— TASK INPUTS —
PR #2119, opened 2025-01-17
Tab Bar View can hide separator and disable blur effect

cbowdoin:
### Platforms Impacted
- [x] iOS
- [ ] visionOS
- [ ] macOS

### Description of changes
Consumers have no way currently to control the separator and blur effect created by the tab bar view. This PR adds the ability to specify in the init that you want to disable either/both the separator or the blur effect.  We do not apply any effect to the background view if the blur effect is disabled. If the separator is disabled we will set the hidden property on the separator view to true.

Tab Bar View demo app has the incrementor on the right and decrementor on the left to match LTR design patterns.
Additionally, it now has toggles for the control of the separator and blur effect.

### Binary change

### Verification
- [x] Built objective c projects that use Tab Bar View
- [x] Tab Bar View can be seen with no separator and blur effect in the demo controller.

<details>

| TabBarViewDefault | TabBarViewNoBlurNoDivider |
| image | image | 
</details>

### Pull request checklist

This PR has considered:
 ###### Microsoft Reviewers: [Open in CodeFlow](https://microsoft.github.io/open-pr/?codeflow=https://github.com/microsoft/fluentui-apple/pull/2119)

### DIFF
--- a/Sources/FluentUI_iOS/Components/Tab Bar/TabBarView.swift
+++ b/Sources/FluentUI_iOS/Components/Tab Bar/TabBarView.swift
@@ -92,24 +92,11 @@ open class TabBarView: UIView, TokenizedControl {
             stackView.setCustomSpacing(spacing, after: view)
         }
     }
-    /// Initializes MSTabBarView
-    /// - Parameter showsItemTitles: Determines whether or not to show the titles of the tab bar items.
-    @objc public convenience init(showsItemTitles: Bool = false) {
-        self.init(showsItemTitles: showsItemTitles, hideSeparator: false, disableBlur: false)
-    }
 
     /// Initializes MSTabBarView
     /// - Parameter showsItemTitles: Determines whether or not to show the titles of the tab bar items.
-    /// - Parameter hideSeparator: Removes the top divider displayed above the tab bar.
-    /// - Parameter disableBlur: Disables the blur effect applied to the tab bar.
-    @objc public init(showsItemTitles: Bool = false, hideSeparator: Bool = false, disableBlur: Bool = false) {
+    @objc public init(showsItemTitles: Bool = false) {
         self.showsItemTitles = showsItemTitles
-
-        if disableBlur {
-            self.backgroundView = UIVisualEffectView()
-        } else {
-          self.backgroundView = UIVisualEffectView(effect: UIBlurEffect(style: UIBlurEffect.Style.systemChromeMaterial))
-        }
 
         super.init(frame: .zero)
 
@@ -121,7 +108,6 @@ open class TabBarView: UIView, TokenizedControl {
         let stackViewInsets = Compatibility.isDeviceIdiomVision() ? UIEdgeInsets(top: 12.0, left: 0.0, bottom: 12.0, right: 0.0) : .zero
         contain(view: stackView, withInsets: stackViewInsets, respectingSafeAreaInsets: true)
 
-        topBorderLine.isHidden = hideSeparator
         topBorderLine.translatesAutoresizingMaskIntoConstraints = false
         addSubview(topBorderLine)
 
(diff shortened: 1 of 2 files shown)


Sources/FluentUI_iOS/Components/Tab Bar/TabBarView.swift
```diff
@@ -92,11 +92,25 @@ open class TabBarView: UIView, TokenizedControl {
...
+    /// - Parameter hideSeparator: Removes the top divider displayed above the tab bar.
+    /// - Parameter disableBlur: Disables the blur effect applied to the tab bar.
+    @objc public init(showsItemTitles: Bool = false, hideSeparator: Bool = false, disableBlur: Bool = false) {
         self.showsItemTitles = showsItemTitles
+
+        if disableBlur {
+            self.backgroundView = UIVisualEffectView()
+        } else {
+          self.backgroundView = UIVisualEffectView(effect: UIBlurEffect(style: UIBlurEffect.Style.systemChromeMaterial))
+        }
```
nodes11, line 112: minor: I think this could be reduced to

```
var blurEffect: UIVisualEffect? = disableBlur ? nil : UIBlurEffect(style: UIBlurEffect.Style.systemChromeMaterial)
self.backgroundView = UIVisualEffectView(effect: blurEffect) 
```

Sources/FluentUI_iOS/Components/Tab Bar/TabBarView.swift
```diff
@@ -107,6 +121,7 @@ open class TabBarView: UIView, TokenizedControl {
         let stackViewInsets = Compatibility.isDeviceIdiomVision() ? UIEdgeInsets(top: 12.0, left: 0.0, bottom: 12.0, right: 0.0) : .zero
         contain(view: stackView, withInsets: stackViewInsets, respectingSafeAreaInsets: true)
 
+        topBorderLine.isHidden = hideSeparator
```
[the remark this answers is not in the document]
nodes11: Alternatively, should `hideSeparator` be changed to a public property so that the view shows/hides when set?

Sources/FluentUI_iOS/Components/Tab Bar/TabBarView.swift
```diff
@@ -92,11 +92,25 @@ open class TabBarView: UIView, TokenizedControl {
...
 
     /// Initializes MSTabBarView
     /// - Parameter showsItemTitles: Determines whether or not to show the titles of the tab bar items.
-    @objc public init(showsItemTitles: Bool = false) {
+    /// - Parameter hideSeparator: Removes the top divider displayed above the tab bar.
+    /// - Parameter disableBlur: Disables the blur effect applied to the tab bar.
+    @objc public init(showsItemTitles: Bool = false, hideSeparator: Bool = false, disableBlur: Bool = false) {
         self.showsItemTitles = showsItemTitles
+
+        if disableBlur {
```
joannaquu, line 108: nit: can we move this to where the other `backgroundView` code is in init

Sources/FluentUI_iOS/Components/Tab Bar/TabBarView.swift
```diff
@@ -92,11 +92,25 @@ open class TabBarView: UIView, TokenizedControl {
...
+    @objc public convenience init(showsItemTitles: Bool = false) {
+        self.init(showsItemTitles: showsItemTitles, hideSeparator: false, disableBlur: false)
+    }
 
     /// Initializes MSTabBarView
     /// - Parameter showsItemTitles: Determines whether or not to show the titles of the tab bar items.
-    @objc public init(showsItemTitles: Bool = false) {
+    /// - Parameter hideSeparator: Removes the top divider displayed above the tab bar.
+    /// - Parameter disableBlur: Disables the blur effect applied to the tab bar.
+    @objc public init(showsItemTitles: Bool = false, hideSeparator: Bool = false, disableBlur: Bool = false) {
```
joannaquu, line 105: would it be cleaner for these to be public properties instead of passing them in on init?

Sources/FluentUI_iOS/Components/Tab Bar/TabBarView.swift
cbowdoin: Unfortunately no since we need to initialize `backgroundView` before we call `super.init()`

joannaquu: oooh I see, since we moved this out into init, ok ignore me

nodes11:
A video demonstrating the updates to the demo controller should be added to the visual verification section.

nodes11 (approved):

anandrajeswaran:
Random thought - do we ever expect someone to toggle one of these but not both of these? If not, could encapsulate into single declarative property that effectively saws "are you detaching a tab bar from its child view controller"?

— PROMPT —
Without altering a single word, repeat the material.

— YOUR SOLUTION —
PR #2119, opened 2025-01-17
Tab Bar View can hide separator and disable blur effect

cbowdoin:
### Platforms Impacted
- [x] iOS
- [ ] visionOS
- [ ] macOS

### Description of changes
Consumers have no way currently to control the separator and blur effect created by the tab bar view. This PR adds the ability to specify in the init that you want to disable either/both the separator or the blur effect.  We do not apply any effect to the background view if the blur effect is disabled. If the separator is disabled we will set the hidden property on the separator view to true.

Tab Bar View demo app has the incrementor on the right and decrementor on the left to match LTR design patterns.
Additionally, it now has toggles for the control of the separator and blur effect.

### Binary change

### Verification
- [x] Built objective c projects that use Tab Bar View
- [x] Tab Bar View can be seen with no separator and blur effect in the demo controller.

<details>

| TabBarViewDefault | TabBarViewNoBlurNoDivider |
| image | image | 
</details>

### Pull request checklist

This PR has considered:
 ###### Microsoft Reviewers: [Open in CodeFlow](https://microsoft.github.io/open-pr/?codeflow=https://github.com/microsoft/fluentui-apple/pull/2119)

### DIFF
--- a/Sources/FluentUI_iOS/Components/Tab Bar/TabBarView.swift
+++ b/Sources/FluentUI_iOS/Components/Tab Bar/TabBarView.swift
@@ -92,24 +92,11 @@ open class TabBarView: UIView, TokenizedControl {
             stackView.setCustomSpacing(spacing, after: view)
         }
     }
-    /// Initializes MSTabBarView
-    /// - Parameter showsItemTitles: Determines whether or not to show the titles of the tab bar items.
-    @objc public convenience init(showsItemTitles: Bool = false) {
-        self.init(showsItemTitles: showsItemTitles, hideSeparator: false, disableBlur: false)
-    }
 
     /// Initializes MSTabBarView
     /// - Parameter showsItemTitles: Determines whether or not to show the titles of the tab bar items.
-    /// - Parameter hideSeparator: Removes the top divider displayed above the tab bar.
-    /// - Parameter disableBlur: Disables the blur effect applied to the tab bar.
-    @objc public init(showsItemTitles: Bool = false, hideSeparator: Bool = false, disableBlur: Bool = false) {
+    @objc public init(showsItemTitles: Bool = false) {
         self.showsItemTitles = showsItemTitles
-
-        if disableBlur {
-            self.backgroundView = UIVisualEffectView()
-        } else {
-          self.backgroundView = UIVisualEffectView(effect: UIBlurEffect(style: UIBlurEffect.Style.systemChromeMaterial))
-        }
 
         super.init(frame: .zero)
 
@@ -121,7 +108,6 @@ open class TabBarView: UIView, TokenizedControl {
         let stackViewInsets = Compatibility.isDeviceIdiomVision() ? UIEdgeInsets(top: 12.0, left: 0.0, bottom: 12.0, right: 0.0) : .zero
         contain(view: stackView, withInsets: stackViewInsets, respectingSafeAreaInsets: true)
 
-        topBorderLine.isHidden = hideSeparator
         topBorderLine.translatesAutoresizingMaskIntoConstraints = false
         addSubview(topBorderLine)
 
(diff shortened: 1 of 2 files shown)


Sources/FluentUI_iOS/Components/Tab Bar/TabBarView.swift
```diff
@@ -92,11 +92,25 @@ open class TabBarView: UIView, TokenizedControl {
...
+    /// - Parameter hideSeparator: Removes the top divider displayed above the tab bar.
+    /// - Parameter disableBlur: Disables the blur effect applied to the tab bar.
+    @objc public init(showsItemTitles: Bool = false, hideSeparator: Bool = false, disableBlur: Bool = false) {
         self.showsItemTitles = showsItemTitles
+
+        if disableBlur {
+            self.backgroundView = UIVisualEffectView()
+        } else {
+          self.backgroundView = UIVisualEffectView(effect: UIBlurEffect(style: UIBlurEffect.Style.systemChromeMaterial))
+        }
```
nodes11, line 112: minor: I think this could be reduced to

```
var blurEffect: UIVisualEffect? = disableBlur ? nil : UIBlurEffect(style: UIBlurEffect.Style.systemChromeMaterial)
self.backgroundView = UIVisualEffectView(effect: blurEffect) 
```

Sources/FluentUI_iOS/Components/Tab Bar/TabBarView.swift
```diff
@@ -107,6 +121,7 @@ open class TabBarView: UIView, TokenizedControl {
         let stackViewInsets = Compatibility.isDeviceIdiomVision() ? UIEdgeInsets(top: 12.0, left: 0.0, bottom: 12.0, right: 0.0) : .zero
         contain(view: stackView, withInsets: stackViewInsets, respectingSafeAreaInsets: true)
 
+        topBorderLine.isHidden = hideSeparator
```
[the remark this answers is not in the document]
nodes11: Alternatively, should `hideSeparator` be changed to a public property so that the view shows/hides when set?

Sources/FluentUI_iOS/Components/Tab Bar/TabBarView.swift
```diff
@@ -92,11 +92,25 @@ open class TabBarView: UIView, TokenizedControl {
...
 
     /// Initializes MSTabBarView
     /// - Parameter showsItemTitles: Determines whether or not to show the titles of the tab bar items.
-    @objc public init(showsItemTitles: Bool = false) {
+    /// - Parameter hideSeparator: Removes the top divider displayed above the tab bar.
+    /// - Parameter disableBlur: Disables the blur effect applied to the tab bar.
+    @objc public init(showsItemTitles: Bool = false, hideSeparator: Bool = false, disableBlur: Bool = false) {
         self.showsItemTitles = showsItemTitles
+
+        if disableBlur {
```
joannaquu, line 108: nit: can we move this to where the other `backgroundView` code is in init

Sources/FluentUI_iOS/Components/Tab Bar/TabBarView.swift
```diff
@@ -92,11 +92,25 @@ open class TabBarView: UIView, TokenizedControl {
...
+    @objc public convenience init(showsItemTitles: Bool = false) {
+        self.init(showsItemTitles: showsItemTitles, hideSeparator: false, disableBlur: false)
+    }
 
     /// Initializes MSTabBarView
     /// - Parameter showsItemTitles: Determines whether or not to show the titles of the tab bar items.
-    @objc public init(showsItemTitles: Bool = false) {
+    /// - Parameter hideSeparator: Removes the top divider displayed above the tab bar.
+    /// - Parameter disableBlur: Disables the blur effect applied to the tab bar.
+    @objc public init(showsItemTitles: Bool = false, hideSeparator: Bool = false, disableBlur: Bool = false) {
```
joannaquu, line 105: would it be cleaner for these to be public properties instead of passing them in on init?

Sources/FluentUI_iOS/Components/Tab Bar/TabBarView.swift
cbowdoin: Unfortunately no since we need to initialize `backgroundView` before we call `super.init()`

joannaquu: oooh I see, since we moved this out into init, ok ignore me

nodes11:
A video demonstrating the updates to the demo controller should be added to the visual verification section.

nodes11 (approved):

anandrajeswaran:
Random thought - do we ever expect someone to toggle one of these but not both of these? If not, could encapsulate into single declarative property that effectively saws "are you detaching a tab bar from its child view controller"?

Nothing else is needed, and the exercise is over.